From the listing below, extract every line in which the word "assets" appears.

-- Available data --
---------------

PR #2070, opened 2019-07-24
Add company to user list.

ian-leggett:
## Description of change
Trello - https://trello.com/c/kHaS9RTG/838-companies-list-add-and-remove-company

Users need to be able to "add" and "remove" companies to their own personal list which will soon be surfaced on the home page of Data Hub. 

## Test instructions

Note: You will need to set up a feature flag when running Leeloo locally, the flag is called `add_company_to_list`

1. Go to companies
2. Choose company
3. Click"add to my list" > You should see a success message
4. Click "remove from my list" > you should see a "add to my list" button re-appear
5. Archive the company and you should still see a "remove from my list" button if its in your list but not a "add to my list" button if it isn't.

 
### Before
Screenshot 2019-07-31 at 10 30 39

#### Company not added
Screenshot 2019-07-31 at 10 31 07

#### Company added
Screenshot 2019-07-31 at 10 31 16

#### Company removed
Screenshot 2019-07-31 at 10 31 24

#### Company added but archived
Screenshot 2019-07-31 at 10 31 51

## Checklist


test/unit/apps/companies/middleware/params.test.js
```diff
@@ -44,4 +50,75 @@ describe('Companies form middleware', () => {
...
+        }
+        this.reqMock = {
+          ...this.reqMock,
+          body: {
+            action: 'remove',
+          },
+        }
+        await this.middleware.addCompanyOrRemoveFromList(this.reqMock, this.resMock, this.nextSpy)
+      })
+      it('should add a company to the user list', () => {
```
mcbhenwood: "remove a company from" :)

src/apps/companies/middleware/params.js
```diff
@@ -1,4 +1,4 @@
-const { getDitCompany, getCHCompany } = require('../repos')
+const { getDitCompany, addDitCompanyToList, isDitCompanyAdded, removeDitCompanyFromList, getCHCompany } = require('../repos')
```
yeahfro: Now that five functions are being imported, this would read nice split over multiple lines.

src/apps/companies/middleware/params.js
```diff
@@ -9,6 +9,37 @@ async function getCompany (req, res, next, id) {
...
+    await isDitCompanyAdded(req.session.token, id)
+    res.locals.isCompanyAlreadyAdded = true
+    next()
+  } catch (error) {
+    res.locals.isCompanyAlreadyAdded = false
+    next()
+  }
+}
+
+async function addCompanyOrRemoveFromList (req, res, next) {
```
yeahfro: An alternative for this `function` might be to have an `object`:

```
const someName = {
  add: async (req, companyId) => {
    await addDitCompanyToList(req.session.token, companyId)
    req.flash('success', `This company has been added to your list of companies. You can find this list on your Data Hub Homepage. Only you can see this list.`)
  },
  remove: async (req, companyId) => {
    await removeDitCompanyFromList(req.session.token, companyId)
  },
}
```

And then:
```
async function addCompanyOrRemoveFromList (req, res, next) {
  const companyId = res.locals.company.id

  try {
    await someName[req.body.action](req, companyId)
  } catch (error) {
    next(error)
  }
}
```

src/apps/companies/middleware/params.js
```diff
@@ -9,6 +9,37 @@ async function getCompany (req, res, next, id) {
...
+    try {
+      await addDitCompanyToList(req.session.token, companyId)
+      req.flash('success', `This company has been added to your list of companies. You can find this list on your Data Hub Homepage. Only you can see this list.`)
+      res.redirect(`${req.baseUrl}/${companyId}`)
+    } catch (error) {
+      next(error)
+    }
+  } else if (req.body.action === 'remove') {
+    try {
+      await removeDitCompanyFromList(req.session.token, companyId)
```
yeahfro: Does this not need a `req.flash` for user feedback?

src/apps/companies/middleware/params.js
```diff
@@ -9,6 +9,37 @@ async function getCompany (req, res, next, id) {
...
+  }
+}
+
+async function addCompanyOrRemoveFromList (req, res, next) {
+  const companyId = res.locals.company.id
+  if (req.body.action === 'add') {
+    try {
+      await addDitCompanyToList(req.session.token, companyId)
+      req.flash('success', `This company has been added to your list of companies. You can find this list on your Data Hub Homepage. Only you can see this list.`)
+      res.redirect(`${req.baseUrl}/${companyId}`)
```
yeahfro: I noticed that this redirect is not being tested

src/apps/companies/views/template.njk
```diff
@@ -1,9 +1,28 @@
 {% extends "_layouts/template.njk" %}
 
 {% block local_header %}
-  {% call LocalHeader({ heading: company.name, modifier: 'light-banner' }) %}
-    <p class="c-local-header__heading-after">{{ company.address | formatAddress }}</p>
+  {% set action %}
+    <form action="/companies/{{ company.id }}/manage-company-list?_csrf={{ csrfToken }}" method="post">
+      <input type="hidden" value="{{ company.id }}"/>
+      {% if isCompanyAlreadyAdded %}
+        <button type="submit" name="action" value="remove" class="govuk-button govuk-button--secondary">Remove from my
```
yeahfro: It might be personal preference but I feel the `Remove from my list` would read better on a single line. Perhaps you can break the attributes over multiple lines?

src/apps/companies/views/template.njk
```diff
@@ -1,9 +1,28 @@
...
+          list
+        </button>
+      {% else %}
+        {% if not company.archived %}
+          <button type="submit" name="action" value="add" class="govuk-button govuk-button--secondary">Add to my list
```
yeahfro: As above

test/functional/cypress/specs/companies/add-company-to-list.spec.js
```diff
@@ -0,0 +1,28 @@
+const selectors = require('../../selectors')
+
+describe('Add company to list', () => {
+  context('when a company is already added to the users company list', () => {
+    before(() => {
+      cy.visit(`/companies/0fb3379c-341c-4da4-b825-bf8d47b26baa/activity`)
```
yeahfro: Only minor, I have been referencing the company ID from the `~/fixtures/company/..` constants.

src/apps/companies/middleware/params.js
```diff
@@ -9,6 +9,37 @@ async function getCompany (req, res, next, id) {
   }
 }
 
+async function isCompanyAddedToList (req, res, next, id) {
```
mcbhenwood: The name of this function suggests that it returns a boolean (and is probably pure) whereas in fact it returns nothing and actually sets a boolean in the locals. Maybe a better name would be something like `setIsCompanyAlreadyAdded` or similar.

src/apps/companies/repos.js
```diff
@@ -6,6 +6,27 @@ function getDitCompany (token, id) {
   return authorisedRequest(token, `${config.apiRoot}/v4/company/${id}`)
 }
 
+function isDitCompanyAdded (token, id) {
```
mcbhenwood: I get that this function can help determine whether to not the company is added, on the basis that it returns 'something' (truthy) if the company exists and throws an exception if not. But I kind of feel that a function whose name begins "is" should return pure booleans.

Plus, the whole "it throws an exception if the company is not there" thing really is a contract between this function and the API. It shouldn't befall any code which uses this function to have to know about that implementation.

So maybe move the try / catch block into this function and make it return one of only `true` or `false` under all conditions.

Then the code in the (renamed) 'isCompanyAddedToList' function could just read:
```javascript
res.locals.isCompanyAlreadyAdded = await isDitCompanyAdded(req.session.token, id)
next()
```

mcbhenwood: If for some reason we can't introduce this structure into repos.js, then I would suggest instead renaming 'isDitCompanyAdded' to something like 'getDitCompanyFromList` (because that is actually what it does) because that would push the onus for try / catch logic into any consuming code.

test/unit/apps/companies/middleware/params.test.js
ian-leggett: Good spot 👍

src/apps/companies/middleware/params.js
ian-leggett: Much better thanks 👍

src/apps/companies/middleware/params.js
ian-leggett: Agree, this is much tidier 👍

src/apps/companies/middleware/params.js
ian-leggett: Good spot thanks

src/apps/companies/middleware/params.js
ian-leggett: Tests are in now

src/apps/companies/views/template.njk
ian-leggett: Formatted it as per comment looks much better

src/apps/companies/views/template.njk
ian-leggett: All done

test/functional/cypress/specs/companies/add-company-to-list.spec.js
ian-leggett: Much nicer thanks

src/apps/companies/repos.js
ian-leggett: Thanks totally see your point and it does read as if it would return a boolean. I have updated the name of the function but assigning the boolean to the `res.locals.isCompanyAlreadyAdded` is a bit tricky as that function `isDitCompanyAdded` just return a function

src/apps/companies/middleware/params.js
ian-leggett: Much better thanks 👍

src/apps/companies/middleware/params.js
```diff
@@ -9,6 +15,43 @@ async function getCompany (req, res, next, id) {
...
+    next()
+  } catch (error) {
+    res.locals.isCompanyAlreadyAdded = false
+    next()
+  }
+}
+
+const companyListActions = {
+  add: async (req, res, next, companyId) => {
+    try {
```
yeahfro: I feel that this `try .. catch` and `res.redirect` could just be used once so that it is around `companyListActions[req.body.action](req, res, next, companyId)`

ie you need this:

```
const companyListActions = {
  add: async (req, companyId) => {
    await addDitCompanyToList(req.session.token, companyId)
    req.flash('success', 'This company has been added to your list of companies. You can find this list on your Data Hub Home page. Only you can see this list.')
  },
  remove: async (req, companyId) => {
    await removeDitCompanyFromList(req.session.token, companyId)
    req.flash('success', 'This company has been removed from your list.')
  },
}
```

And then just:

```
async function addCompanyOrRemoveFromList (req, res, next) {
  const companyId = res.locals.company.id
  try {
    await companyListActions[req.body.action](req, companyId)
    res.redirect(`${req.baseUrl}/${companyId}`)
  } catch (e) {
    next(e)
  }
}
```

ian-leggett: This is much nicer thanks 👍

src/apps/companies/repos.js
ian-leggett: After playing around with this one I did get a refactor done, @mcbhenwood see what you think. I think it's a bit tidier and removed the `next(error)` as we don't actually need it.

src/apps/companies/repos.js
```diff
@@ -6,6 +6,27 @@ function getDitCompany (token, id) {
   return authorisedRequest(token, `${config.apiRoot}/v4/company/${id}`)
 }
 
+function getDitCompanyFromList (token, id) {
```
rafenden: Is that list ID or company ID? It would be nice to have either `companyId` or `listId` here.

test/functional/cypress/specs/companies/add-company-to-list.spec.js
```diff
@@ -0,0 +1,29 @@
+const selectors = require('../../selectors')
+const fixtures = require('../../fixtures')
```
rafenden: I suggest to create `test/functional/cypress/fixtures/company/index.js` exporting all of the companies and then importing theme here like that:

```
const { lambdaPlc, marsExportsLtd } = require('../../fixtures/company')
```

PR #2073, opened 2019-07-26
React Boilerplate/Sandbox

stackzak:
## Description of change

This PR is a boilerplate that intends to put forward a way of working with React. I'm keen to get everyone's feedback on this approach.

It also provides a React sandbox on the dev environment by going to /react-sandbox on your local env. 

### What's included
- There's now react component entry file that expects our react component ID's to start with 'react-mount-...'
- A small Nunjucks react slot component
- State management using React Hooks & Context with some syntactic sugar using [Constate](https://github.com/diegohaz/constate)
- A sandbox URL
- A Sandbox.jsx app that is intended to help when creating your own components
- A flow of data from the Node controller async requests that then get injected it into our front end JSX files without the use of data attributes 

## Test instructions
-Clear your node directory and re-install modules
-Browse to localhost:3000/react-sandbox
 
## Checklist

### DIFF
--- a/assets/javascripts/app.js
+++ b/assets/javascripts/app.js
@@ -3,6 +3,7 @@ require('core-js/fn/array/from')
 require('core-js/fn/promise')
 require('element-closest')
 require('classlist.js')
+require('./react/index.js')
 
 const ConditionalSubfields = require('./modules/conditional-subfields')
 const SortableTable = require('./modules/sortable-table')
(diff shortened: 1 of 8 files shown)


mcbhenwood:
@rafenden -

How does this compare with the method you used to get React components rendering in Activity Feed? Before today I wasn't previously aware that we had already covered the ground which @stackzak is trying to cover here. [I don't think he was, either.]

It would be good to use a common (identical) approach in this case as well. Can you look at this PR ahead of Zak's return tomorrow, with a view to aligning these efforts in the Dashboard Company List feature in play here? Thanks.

---------------

-- Solution --
--- a/assets/javascripts/app.js
+++ b/assets/javascripts/app.js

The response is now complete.